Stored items
***

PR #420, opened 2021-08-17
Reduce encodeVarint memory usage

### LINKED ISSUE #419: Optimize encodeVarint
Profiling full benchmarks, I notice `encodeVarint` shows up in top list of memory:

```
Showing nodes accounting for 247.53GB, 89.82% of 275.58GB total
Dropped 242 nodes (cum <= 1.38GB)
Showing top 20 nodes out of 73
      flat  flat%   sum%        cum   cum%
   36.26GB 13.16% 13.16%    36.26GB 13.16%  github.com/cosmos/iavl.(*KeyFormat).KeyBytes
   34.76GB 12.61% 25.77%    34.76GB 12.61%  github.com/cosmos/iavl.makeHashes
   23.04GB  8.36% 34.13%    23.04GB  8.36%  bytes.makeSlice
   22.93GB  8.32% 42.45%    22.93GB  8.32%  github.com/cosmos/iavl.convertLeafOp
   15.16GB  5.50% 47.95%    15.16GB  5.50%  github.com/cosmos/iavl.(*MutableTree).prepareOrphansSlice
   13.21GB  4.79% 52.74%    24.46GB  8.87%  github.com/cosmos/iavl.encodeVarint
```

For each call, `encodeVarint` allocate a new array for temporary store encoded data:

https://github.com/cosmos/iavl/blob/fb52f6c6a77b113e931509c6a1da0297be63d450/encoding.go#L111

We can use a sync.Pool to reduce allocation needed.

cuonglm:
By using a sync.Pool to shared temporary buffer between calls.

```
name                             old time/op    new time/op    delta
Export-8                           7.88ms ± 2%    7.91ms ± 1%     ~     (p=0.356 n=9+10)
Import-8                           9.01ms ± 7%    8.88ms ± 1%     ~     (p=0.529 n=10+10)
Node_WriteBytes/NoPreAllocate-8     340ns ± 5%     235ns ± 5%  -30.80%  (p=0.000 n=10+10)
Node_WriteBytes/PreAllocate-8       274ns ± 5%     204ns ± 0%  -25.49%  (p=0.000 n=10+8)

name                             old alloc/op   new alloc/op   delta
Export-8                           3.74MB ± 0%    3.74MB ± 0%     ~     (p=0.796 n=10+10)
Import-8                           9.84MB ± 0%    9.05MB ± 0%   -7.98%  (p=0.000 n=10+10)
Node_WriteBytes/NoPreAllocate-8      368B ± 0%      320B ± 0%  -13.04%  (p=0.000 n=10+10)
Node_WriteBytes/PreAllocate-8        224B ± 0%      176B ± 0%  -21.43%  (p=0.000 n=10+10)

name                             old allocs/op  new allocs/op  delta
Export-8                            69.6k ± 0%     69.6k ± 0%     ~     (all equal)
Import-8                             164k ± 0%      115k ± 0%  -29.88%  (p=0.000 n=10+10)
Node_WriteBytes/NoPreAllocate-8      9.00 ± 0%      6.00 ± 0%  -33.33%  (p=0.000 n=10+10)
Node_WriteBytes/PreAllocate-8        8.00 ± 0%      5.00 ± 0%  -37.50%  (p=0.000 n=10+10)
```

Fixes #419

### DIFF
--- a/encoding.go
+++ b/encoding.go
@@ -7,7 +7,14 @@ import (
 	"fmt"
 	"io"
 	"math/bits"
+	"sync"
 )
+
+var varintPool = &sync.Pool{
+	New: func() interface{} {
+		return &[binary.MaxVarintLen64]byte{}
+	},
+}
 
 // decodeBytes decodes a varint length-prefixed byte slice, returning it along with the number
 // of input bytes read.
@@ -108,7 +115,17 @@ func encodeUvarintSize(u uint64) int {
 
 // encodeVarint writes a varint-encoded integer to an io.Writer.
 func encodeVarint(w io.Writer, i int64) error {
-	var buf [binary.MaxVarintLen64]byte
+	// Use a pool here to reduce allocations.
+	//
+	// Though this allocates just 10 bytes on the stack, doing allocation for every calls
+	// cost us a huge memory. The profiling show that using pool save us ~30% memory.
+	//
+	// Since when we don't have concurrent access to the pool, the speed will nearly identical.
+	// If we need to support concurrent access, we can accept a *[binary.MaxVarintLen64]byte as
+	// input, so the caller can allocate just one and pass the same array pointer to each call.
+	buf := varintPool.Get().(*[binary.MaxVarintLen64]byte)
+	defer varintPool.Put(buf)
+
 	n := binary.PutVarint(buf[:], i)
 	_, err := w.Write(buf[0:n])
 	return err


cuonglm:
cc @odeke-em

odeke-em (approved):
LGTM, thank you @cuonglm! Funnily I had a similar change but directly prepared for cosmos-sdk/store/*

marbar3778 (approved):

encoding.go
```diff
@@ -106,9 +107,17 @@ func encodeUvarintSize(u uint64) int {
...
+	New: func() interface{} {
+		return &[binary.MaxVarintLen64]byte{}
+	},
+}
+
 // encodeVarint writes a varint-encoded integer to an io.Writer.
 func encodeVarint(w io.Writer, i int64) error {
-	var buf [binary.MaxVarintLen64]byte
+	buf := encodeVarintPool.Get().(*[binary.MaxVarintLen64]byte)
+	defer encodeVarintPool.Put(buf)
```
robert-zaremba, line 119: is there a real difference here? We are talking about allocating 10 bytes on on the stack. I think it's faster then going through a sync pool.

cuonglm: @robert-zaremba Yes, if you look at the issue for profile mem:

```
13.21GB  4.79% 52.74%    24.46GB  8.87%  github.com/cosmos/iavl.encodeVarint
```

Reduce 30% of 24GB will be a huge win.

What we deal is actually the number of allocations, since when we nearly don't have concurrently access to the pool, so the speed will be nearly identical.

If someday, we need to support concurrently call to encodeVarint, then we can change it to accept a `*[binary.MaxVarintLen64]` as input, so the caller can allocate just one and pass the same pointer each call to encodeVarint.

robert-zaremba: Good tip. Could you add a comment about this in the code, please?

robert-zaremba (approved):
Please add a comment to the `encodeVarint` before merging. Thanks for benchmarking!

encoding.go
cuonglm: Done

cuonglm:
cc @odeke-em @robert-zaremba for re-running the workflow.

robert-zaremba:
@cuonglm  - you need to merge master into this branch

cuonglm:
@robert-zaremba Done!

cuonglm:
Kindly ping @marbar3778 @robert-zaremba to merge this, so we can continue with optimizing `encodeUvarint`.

***

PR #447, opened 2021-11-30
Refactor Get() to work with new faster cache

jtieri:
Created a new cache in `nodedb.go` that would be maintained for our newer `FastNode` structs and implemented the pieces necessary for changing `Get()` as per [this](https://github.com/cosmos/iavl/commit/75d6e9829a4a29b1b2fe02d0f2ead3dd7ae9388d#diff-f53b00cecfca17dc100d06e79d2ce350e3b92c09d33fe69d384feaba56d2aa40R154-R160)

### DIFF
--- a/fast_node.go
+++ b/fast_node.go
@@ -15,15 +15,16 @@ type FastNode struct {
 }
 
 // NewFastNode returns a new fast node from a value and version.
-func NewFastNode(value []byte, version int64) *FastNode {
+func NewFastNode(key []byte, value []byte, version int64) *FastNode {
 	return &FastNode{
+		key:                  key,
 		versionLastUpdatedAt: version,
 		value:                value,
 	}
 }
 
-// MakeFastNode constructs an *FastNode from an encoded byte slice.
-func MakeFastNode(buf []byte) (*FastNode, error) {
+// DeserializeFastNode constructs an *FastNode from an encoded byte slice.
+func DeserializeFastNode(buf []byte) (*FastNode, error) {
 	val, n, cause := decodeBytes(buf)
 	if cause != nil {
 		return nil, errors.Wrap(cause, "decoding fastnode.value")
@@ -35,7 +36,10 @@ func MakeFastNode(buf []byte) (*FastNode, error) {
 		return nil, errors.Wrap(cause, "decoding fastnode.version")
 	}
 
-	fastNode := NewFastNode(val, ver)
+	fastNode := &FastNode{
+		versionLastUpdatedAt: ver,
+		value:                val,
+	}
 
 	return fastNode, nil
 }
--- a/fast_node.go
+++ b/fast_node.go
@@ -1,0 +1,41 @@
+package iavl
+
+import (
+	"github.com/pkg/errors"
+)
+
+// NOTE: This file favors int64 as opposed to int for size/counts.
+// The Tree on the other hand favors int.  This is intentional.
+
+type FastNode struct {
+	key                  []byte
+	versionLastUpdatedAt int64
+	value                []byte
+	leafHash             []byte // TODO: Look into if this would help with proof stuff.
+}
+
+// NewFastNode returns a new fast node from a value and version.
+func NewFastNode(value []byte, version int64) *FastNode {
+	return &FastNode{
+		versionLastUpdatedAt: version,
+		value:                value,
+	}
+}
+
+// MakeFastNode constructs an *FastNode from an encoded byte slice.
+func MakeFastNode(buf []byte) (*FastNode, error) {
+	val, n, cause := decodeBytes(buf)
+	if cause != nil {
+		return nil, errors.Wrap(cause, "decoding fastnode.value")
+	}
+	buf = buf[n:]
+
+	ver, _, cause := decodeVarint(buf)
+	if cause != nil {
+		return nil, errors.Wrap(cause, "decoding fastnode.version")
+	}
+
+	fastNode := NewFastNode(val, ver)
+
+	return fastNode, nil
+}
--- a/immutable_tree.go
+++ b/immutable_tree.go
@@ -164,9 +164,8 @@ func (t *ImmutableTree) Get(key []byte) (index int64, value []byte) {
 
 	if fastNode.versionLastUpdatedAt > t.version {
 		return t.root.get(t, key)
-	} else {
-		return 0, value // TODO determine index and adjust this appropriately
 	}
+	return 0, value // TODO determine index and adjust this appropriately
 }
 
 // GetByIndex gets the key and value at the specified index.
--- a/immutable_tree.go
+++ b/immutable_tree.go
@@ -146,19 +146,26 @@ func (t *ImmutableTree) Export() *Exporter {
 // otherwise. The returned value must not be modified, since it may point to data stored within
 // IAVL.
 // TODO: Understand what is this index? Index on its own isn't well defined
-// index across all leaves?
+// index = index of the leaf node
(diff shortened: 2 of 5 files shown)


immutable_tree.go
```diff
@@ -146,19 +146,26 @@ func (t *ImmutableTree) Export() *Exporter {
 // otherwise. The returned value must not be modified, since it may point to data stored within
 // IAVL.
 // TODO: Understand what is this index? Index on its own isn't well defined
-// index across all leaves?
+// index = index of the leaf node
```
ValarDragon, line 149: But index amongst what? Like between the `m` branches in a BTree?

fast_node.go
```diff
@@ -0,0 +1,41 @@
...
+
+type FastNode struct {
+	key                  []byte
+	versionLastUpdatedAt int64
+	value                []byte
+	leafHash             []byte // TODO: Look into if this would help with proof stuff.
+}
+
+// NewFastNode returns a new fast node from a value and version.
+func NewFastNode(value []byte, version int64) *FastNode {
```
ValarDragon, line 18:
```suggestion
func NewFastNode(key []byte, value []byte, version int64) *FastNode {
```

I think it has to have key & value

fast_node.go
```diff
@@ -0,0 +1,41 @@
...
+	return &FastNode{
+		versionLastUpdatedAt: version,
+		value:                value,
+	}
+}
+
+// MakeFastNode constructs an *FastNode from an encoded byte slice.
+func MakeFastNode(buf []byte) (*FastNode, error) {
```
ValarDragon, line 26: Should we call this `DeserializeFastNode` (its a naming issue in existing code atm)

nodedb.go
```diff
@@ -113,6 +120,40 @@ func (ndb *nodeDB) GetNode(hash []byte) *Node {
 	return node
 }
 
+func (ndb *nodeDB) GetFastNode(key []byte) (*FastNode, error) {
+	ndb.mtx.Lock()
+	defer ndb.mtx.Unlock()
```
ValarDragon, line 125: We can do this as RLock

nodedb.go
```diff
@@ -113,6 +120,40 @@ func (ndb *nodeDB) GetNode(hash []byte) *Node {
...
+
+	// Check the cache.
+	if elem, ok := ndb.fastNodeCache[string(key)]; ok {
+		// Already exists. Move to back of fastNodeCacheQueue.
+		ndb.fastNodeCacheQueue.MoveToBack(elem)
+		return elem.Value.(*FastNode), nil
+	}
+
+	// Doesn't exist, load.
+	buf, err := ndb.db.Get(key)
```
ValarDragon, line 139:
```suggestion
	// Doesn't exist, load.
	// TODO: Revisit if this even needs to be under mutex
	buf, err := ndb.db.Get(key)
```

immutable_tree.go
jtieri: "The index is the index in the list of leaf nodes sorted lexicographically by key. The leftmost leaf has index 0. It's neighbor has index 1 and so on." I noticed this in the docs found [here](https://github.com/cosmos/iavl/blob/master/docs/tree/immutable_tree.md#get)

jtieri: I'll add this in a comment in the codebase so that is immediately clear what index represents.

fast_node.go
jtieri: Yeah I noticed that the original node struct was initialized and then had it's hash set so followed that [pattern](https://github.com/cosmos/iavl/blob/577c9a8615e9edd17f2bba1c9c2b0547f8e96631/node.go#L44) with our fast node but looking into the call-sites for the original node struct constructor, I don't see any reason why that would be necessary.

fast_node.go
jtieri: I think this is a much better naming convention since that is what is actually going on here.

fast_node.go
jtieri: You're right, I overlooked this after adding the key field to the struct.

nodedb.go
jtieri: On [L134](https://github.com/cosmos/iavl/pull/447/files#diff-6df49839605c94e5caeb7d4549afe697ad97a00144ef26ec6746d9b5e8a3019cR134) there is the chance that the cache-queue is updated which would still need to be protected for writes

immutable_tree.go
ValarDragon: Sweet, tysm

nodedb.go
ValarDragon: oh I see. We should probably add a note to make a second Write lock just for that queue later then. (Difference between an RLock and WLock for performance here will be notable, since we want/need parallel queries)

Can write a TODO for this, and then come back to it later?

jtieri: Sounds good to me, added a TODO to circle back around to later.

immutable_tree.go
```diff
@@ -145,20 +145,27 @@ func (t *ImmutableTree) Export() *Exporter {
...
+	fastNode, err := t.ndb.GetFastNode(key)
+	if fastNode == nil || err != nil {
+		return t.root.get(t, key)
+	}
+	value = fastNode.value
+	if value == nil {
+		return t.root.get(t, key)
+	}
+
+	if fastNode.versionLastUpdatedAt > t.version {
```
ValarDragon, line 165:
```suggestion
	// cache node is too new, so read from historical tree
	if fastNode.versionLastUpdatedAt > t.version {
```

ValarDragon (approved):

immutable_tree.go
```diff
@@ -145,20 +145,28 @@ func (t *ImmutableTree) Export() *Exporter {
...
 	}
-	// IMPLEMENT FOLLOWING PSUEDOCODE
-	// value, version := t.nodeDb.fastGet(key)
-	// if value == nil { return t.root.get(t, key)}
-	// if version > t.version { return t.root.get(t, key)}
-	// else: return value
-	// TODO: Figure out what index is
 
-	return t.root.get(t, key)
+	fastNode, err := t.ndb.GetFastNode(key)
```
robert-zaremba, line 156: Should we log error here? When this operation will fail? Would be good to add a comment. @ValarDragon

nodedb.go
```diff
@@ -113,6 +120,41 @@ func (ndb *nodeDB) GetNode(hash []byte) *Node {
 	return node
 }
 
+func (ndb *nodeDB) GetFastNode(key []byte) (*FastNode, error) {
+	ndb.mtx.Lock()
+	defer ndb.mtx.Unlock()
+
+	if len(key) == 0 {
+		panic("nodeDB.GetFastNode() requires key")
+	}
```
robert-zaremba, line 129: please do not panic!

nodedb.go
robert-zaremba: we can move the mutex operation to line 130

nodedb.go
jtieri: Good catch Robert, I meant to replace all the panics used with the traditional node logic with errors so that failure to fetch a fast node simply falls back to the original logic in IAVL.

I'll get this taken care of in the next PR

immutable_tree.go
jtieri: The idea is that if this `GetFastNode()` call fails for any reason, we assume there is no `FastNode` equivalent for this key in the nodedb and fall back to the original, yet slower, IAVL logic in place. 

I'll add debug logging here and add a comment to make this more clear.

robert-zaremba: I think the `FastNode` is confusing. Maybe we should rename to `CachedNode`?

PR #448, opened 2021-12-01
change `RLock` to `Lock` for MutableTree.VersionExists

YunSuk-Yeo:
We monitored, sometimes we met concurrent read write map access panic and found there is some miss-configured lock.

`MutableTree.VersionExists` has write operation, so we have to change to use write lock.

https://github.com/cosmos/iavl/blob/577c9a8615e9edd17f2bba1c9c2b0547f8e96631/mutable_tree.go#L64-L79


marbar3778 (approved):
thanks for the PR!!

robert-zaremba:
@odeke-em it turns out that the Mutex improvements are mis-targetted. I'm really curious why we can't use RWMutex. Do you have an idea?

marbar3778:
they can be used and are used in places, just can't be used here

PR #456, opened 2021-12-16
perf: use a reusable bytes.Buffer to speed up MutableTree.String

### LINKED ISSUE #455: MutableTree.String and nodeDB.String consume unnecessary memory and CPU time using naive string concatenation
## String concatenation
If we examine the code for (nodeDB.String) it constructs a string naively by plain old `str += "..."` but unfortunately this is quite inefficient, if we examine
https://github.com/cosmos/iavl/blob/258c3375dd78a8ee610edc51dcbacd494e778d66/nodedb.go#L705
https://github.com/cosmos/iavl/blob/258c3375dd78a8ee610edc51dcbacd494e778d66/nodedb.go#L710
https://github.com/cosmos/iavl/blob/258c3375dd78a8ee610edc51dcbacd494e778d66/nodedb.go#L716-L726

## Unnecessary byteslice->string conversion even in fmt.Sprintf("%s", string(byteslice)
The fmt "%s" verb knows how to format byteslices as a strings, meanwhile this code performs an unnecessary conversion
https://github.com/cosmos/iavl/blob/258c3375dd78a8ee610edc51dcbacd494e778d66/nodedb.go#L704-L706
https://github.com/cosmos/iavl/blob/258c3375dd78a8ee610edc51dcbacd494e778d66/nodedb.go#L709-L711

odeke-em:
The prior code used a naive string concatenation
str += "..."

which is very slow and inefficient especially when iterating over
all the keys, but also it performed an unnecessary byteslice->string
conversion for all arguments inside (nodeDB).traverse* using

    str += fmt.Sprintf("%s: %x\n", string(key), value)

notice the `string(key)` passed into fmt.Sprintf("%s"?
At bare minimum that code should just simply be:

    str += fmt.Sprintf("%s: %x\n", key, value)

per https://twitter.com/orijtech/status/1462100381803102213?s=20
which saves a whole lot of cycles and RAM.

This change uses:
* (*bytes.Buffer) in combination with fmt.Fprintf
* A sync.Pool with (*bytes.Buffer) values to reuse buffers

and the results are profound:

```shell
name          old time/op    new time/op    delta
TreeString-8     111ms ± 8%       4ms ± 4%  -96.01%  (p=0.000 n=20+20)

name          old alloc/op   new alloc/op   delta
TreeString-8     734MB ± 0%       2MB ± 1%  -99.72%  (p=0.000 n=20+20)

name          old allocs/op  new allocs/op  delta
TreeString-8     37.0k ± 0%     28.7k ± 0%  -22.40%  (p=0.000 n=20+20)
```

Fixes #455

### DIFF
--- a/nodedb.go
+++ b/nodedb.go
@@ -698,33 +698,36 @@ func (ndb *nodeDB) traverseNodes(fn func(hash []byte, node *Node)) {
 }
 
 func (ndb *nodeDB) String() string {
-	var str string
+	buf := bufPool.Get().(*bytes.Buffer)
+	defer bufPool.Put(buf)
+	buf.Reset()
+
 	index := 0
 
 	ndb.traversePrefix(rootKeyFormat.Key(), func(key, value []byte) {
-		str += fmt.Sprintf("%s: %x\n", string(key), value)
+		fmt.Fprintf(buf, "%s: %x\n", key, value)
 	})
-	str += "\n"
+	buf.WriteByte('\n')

***

TASK: Set down, unchanged, only those lines above that fall between the line with "PR #420, opened 2021-08-17" and the line with "allocate a new", the two end lines included.

SOLUTION TO THIS PROBLEM:
PR #420, opened 2021-08-17
Reduce encodeVarint memory usage

### LINKED ISSUE #419: Optimize encodeVarint
Profiling full benchmarks, I notice `encodeVarint` shows up in top list of memory:

```
Showing nodes accounting for 247.53GB, 89.82% of 275.58GB total
Dropped 242 nodes (cum <= 1.38GB)
Showing top 20 nodes out of 73
      flat  flat%   sum%        cum   cum%
   36.26GB 13.16% 13.16%    36.26GB 13.16%  github.com/cosmos/iavl.(*KeyFormat).KeyBytes
   34.76GB 12.61% 25.77%    34.76GB 12.61%  github.com/cosmos/iavl.makeHashes
   23.04GB  8.36% 34.13%    23.04GB  8.36%  bytes.makeSlice
   22.93GB  8.32% 42.45%    22.93GB  8.32%  github.com/cosmos/iavl.convertLeafOp
   15.16GB  5.50% 47.95%    15.16GB  5.50%  github.com/cosmos/iavl.(*MutableTree).prepareOrphansSlice
   13.21GB  4.79% 52.74%    24.46GB  8.87%  github.com/cosmos/iavl.encodeVarint
```

For each call, `encodeVarint` allocate a new array for temporary store encoded data:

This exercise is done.